PR #295, opened 2023-12-28
feat: add drop shard node api

ZuLiangWang:
## Rationale
In some extreme cases (for this situation, please refer to https://github.com/apache/incubator-horaedb-meta/issues/296), the shard node cannot be cleaned normally, and we need to add an operation and maintenance interface to complete manual cleaning.

## Detailed Changes
* Add drop shard node api.

## Test Plan
Pass CI.


jiacai2050 (approved):
LGTM

PR #298, opened 2024-01-04
chore!: replace ceresdb with test

jiacai2050:
## Rationale
See https://github.com/apache/incubator-horaedb/issues/1319

## Detailed Changes
This is a breaking change. users need to add following config to keep back-compatitble
```
storage-root-path = "/ceresdb"
```
Or set via env vars 
```
export STORAGE_ROOT_PATH="/ceresdb"
```
## Test Plan
No need


ZuLiangWang (approved):
LGTM

PR #300, opened 2024-01-10
refactor: remove useless procedure persist

ZuLiangWang:
## Rationale
Currently, the `TransferLeader` procedure will be persisted every time it is executed, but they actually have no effect. When the cluster runs for a long time, some garbage data will be generated to occupy ETCD's storage space.

## Detailed Changes
* Remove useless procedure persist in `transfer_leader`.

## Test Plan
Pass CI.


jiacai2050 (approved):
LGTM

PR #389, opened 2026-08-05
feat(workspace): no-mass-assignment for the five ORM plugins with object writes

ofri-peretz:
## Summary

W1 / O3 from [ORM-AGENTIC-RULE-PLAN.md](ORM-AGENTIC-RULE-PLAN.md) — the last shared ORM rule. New factory `createMassAssignmentRule`, instantiated for prisma, drizzle, sequelize, typeorm and knex.

```ts
await prisma.user.update({ where: { id }, data: req.body });
await User.create(req.body);
await db.insert(users).values({ ...req.body });
```

Each line updates the fields the endpoint is *about* — and every other column on the model: `role`, `isAdmin`, `ownerId`, `emailVerified`, `credits`, `stripeCustomerId`. None appear in the diff, which is why the shape survives review. The vulnerability is in what the code does not say.

It also gets worse with nobody touching it: add a `role` column six months from now and every existing mass-assignment site silently starts accepting it. No line changes, and the exposure is new. That's what makes it worth a rule rather than a review habit.

## Silent by design

| Shape | Why |
|---|---|
| `{ name: req.body.name }` | the fix — fields are named |
| `{ ...req.body, updatedAt }` | **still reported** — a named field beside a spread doesn't narrow it |
| `form.body`, `config.query` | ordinary objects; the chain must bottom out in a request identifier |
| `ctx.data`, `context.data` | `data` is app state in several frameworks, so it isn't a request surface |
| `repo.create(buildInput(req))` | can't be proven; guessing is how a rule earns a FP reputation |

## No options, deliberately

An allowlist would let a project re-approve the dangerous shape wholesale, one config file further from the call site. The remediation *is* naming the fields, and that shape is already silent.

## Scope

mysql2 and better-sqlite3 don't carry the rule — their writes are raw SQL strings, where `no-unsafe-query` already reports. Adding it there would double-report one line from one plugin.

## Test plan

- [x] Factory at **100/100/100/100** (38 tests). Branch closed by exercising a private field (`req.#body`) — the one non-computed property that isn't an `Identifier`.
- [x] `turbo run build test`: 74/74 tasks.
- [x] Barrel locks updated across all five plugins and re-verified.
- [x] All pre-commit and pre-push gates green.
- [x] Regenerated to a fixpoint: `oxlint:shims` → `oxlint:shims:verify --update` (470 → 475), `sync-plugin-stats` (501 → 506), `sync-readmes`, scope audit.

## After merge

Completes W1 (O1–O5). New rules land in `strict` only; promotion waits on W6's measured FP profile per plan §1.6.


ofri-peretz:
All three addressed in `64349b8c` — you were right, and this was a design miss rather than an edge case.

`createMassAssignmentRule` only checked `bindings.size === 0`, which proves a driver import exists *somewhere in the file* and nothing about the receiver. `createUnscopedMutationRule` has carried the `receiverPattern` guard for exactly this since it shipped; I imported `driverBindings` from that same file and did not notice the check sitting next to it.

Your point about `values`/`set` is what makes it bad rather than theoretical — those are Drizzle's *entire* write surface and also `Map.prototype.set`, `Headers.set`, `URLSearchParams.set`, `FormData.set`. Any file importing drizzle that passed `req.body` to a Map reported as database mass assignment.

Added `receiverPattern` to the config plus the receiver-base guard, with per-driver patterns matching the ones `no-unscoped-mutation` already uses — including the exact drizzle pattern you quoted. `this.db.create(...)` still reports, since `receiverBaseName` reads through `this` to the property name; `(a || b).create(...)` does not, because an unnameable receiver cannot be shown to be a handle.

Your suggested `cache.create(req.body)` fixture is in as a `valid` case, alongside locks for the Map, the bound import, the `this.db` chain and the unnameable receiver.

^^^^^^^^^^^^^^^^

| Work instructions |
Please find every line in the records above that holds the word "locks" and copy it.

| Result for this exercise |
- [x] Barrel locks updated across all five plugins and re-verified.
Your suggested `cache.create(req.body)` fixture is in as a `valid` case, alongside locks for the Map, the bound import, the `this.db` chain and the unnameable receiver.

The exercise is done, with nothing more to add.